Tuesday, September 16, 2008

The wedding

Well we are back, and the wedding went well, with no explosions. Hans seemed rather tense, maybe a little defensive, and not particularly comfortable with the whole ceremony thing. His vows sounded like a lecture or a report. Barb read mom's words for the couple, and she did a great job. I didn't feel like it was appropriate for me to do it, because I knew they would be heart felt words that I would not be able to convey. Loved Kerstin's family and friends. They were so warm and fun.
Had Heather, Meg and Katie all in one place. Plus we had little Henry, and we fell completely in love with him. He is so sweet and responsive. Everyone loved him! Considering how jet lagged they both must have been, both he and Kate did great. It is so hard to have all the girls except Mandy. I miss her so much. We talked to her quickly, but it was almost painful for me, no, it really was painful. She is so far away, that I can't even wrap my mind around it, and doing things, that we may never really know about. I miss you Mandy.

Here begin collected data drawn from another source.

PR #289, opened 2023-10-05
putting docker files into their own folder

K20shores:
I put all of the docker files into a folder. This kinda cleans up the repository a little but is not necessary. Feel free to reject


mattldawson (approved):
I like it - there are getting to be a lot of them

PR #294, opened 2023-10-06
292 add a docker image publish

### LINKED ISSUE #292: Add a docker image publish

K20shores:
Closes #292 

Only one platform is published. When I tried to add `linux/arm64` the action would take forever, and likely will end up timing out. 

I filed an issue: https://github.com/docker/build-push-action/issues/982. Maybe it'll get resolved, but I kinda doubt it.

So for now, we publish for one platform


mattldawson (approved):
nice!

PR #295, opened 2023-10-10
Test kpp micm

dwfncar:
A Chapman test example which uses MICM config files output from the KPP to MICM translator.


etc/scripts/kpp_to_micm.py
```diff
@@ -129,12 +135,14 @@ def micm_species_json(lines, fixed=False, tolerance=1.0e-12):
...
 
-def parse_kpp_arrhenius(kpp_str):
+def parse_kpp_arrhenius(kpp_str, to_si_units=False):
     """
     Parse KPP Arrhenius reaction
 
     Parameters
         (str) kpp_str: Arrhenius reaction string
+        (bool) to_si_units: convert A coefficient
+        from cm^3 molecule-1 s-1 to m^3 mol-1 s-1
```
mattldawson, line 145: I think this should convert from `(cm^3 molecule-1)^(N-1) s-1` to `(m^3 mol-1)^(N-1) s-1` where `N` is the number of reactants, because we don't restrict Arrhenius reactions to have exactly two reactants

etc/scripts/kpp_to_micm.py
```diff
@@ -188,16 +196,20 @@ def parse_kpp_arrhenius(kpp_str):
         arr_dict['D'] = 300.0
     else:
         logging.error('unrecognized KPP Arrhenius syntax')
+    if to_si_units:
+        arr_dict['A'] *= (N_Avogadro * 1.0e-6)
```
mattldawson, line 200: see above comment

etc/scripts/kpp_to_micm.py
```diff
@@ -232,12 +244,15 @@ def micm_equation_json(lines):
...
-            equation_dict = parse_kpp_arrhenius(coeffs)
+            equation_dict = parse_kpp_arrhenius(coeffs,
+                to_si_units=to_si_units)
         else:
             # default to Arrhenius with a single coefficient
             coeffs = coeffs.replace('(', '').replace(')', '')
             equation_dict['type'] = 'ARRHENIUS' 
             equation_dict['A'] = float(coeffs)
+            if to_si_units:
+                equation_dict['A'] *= (N_Avogadro * 1.0e-6)
```
mattldawson, line 255: see above comment

mattldawson (changes requested):

K20shores (approved):

mattldawson (approved):

PR #307, opened 2023-10-12
Actions

K20shores:
Reorganized the actions so that we have explicit files for mac, windows, ubuntu, and the docker files.

For mac and ubuntu, I test both debug and release versions for gcc and clang. mac also tests 4 versions of xcode across 2 versions of mac. Windows has many tests that I stole from [nlohmann/json](https://github.com/nlohmann/json/blob/develop/.github/workflows/windows.yml). 

I'm not sure which we should enable for PRs only.


mattldawson (approved):
nice! they all seem to run pretty fast, so maybe we just move some to only run on PRs if, in the future, the tests take longer?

Wednesday, September 10, 2008

Worries

Mom and Dad are heading southwest to meet up with Hurricaine Ike. They will get home tonight and pack like crazy. Ike is planning on hitting Friday, or Saturday, so the time is really tight. Hans' wedding is this weekend also, and short of a miracle, they will probably have to miss it. They have a really neat house identified in Newton, and the timing just seems crazy. How awful would it be if they lose all their stuff and their house in Texas, and not be able to make the move to Iowa, at least not to the house that they are so excited about. Please Lord........
Mandy is off the base, and on a special operation. Period. We have no idea what this means, is she in a helicopter, on the road with LEDs? Who are they seeing? Soldiers, villagers, crazy afghan soldiers??!!! Yikes! Thank God for drugs, or I would be climbing the wall right now. Please Lord keep her safe, and bring her home as quick as possible.
Got to Skype with Kate and James last night, and our Little grandsons are the cutest little boys I have ever laid eyes on! Course I'm not predjudice but what can I say, I miss them all so much!